### Data to process
-*-
PR #3095, opened 2024-11-11
feat: add support for stack for `blas/scopy`

aman-095:
## Description

This pull request adds support for stacks for `blas/scopy`.

## Related Issues

None.

## Questions

No.

## Other

No.

## Checklist

* * *

@stdlib-js/reviewers

### DIFF
--- a/lib/node_modules/@stdlib/blas/scopy/lib/main.js
+++ b/lib/node_modules/@stdlib/blas/scopy/lib/main.js
@@ -1,7 +1,7 @@
 /**
 * @license Apache-2.0
 *
-* Copyright (c) 2020 The Stdlib Authors.
+* Copyright (c) 2024 The Stdlib Authors.
 *
 * Licensed under the Apache License, Version 2.0 (the "License");
 * you may not use this file except in compliance with the License.
--- a/lib/node_modules/@stdlib/blas/scopy/lib/main.js
+++ b/lib/node_modules/@stdlib/blas/scopy/lib/main.js
@@ -1,0 +1,63 @@
+/**
+* @license Apache-2.0
+*
+* Copyright (c) 2020 The Stdlib Authors.
+*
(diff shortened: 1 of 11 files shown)


lib/node_modules/@stdlib/blas/scopy/lib/main.js
```diff
@@ -0,0 +1,63 @@
...
+* See the License for the specific language governing permissions and
+* limitations under the License.
+*/
+
+'use strict';
+
+// MODULES //
+
+var base = require( '@stdlib/blas/base/scopy' ).ndarray;
+var factory = require( '@stdlib/blas/tools/swap-factory' );
```
kgryte, line 24: @aman-095 I understand why you are attempting to reuse `swap-factory`; however, I'd advise not doing that, as the behavior is not guaranteed to be the same, as mentioned in the test file below.

kgryte: You need to actually create `tools/copy-factory`.

kgryte: You can open as a separate PR.

lib/node_modules/@stdlib/blas/scopy/test/test.js
```diff
@@ -0,0 +1,693 @@
...
+	function badValue( value ) {
+		var y = array( new Float32Array( 10 ) );
+
+		return function badValue() {
+			scopy( value, y, -1 );
+		};
+	}
+});
+
+tape( 'the function throws an error if provided a first argument which is a read-only ndarray', function test( t ) {
```
kgryte, line 111: @aman-095 This is incorrect. The first argument is not mutated, so it can be read-only. This test passes because you chose to use `swap-factory`, but that tool is designed for different behavior.

kgryte:
Closing this as we've moved to a different architectural approach for operating over stacks.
-*-
### Problem requirements
Show each line of the material holding "tools".

### Output of the exercise
+var factory = require( '@stdlib/blas/tools/swap-factory' );
kgryte: You need to actually create `tools/copy-factory`.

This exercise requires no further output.